Good stuff funnymummy! An epic day describing the way you battled against stuff put in your way and still added some bike riding into the mix. I bet you'll feel happy this morning. Ask Shaun nicely, or a Mod to transfer this post to Riders Tales - it's more than just a 'post on a thread'!
Well done.


----------



## steve52 (19 Sep 2011)

i do find your stories entertaining ans easy reading so is there a book in there somewhere?


----------



## Fran143 (19 Sep 2011)

Love it FM!


----------



## funnymummy (19 Sep 2011)

Aperitif said:


> Good stuff funnymummy! An epic day describing the way you battled against stuff put in your way and still added some bike riding into the mix. I bet you'll feel happy this morning. Ask Shaun nicely, or a Mod to transfer this post to Riders Tales - it's more than just a 'post on a thread'!
> Well done.


I felt very hapy this morning, the feeling lasted until 14.20  
& will do on the transfer x



steve52 said:


> i do find your stories entertaining ans easy reading so is there a book in there somewhere?

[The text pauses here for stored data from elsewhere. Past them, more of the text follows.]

PR #165, opened 2021-07-26
Changed delegatedAmount from ulong to TokenBalance object as it should be

### LINKED ISSUE #164: [Bug] GetTokenAccountsByOwner deserialization error with delegatedAmount account edge case
**Describe the bug**
Found a JSON deserialization issue with the rpcClient.GetTokenAccountsByOwner method...
By fluke, a token account has the following data in the parsed->info response... 

                                 "delegatedAmount": {
                                    "amount": "45",
                                    "decimals": 9,
                                    "uiAmount": 4.5e-8,
                                    "uiAmountString": "0.000000045"
                                }

Most accounts usually have:

                                 "delegatedAmount": 12345

The TokenAccountInfoDetails class has DeletedAmount declared as an ulong, so the above structured data is making the serializer go pop.

    public ulong DelegatedAmount { get; set; }

The error is reported as the generic "Unable to parse json.", but the deserializer's innards say: 
    The JSON value could not be converted to System.UInt64. Path: $.result.value[42].account.data.parsed.info.delegatedAmount 

**To Reproduce**

var token_accounts = client.GetTokenAccountsByOwner(account, tokenProgramId:="TokenkegQfeZyiNwAJbNbGKPFXCWuBvf9Ss623VQ5DA");

Shared the account that fails - don't want to share the pubkey in this issue.

**Expected behavior**
Deserialization should succeed :-)

**Additional context**
Looks as though the account in question may be related to staking in solfarm.

murlokito:
| Ready | Bug/Hotfix | Yes | Closes #164 |

## Problem

See #164 

## Solution

Changed  `DelegatedAmount` from `ulong` to `TokenBalance` as it should be

### DIFF
--- a/src/Solnet.Examples/GetTokenAccountsByOwnerExample.cs
+++ b/src/Solnet.Examples/GetTokenAccountsByOwnerExample.cs
@@ -1,0 +1,58 @@
+using Solnet.Rpc;
+using Solnet.Rpc.Core.Http;
+using Solnet.Rpc.Messages;
+using Solnet.Rpc.Models;
+using Solnet.Wallet;
+using System;
+using System.Collections.Generic;
+
+namespace Solnet.Examples
+{
+    public class GetTokenAccountsByOwnerExample : IExample
+    {
+        private static readonly IRpcClient rpcClient = ClientFactory.GetClient(Cluster.TestNet);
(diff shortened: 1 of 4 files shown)


tiago18c (approved):
LGTM;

Funny you should say that.... I used to write on another (uncycling) forum, I was asked repeatedly to write up my 'funnytales'..we even had the title all ready, just somehwre along the line I never go a round to it & in all honestly who would belive it wasn't fiction 




Fran143 said:


> Love it FM!



Thnak you Fran xx


----------



## Crackle (19 Sep 2011)

Excellent FM, you have a knack for adventure!


----------



## Dayvo (19 Sep 2011)

Well done, FM, brilliant effort and ejoyable tale.



Crackle said:


> Excellent FM, you have a knack for adventure!



I think adventure comes looking for FM.


----------



## Broadside (19 Sep 2011)

well done FM. my wife did the 50km route which as you say was actually 38 miles instead of the expected 31 miles. Sportives are often a bit over the advertised mileage but 22% is stretching it too far!

the write up on the CTC pre-event website also inferred that only the 80km route took in the local climbs, so i was pretty shocked when my wife said she went up Whitchurch Hill and Streatley Hill which are the known major climbs in the area! I'm really pleased that she managed it as she now knows she can do 40 miles with 700 metres of climbing. 

The rain from midday onwards was torrential, so I would say well done to all who made it round, it was a much tougher event than I would have expected. I don't remember seeing you at the end but we left shortly after my wife came in as the kids were climbing the walls due to the delayed finish!


----------



## funnymummy (21 Sep 2011)

It was indeed tougher then I expected too, liek you say The hills were a bit of a shocker!
I did see a familly with a couple of younglings in tow as I flopped over the line, so i'm thinking that may have been you guys.. I was the bedraggled lump wearing neon pink socks!! (well every bit of 'HiVis' helps)
Congrats to your wife & i'll try to say hi on the next one


----------



## xxmimixx (21 Sep 2011)

my what a motivation and perseverance! well done


----------



## funnymummy (21 Sep 2011)

Cheers Mimi... The chap at the ride start did say they should make an award for the most persistant rider, just for me. 
I'm a stubborn old mare, I don't quit (apart from smoking) and have even dragged myself & a very crumpled bike the last 2 miles of a Sportive, no way was i getting in that Broom Wagon - I started the ride, I finished the ride or rather crawled the ride


----------



## xxmimixx (25 Sep 2011)

funnymummy said:


>



Hello 
this is the picture I recognized you from!!


----------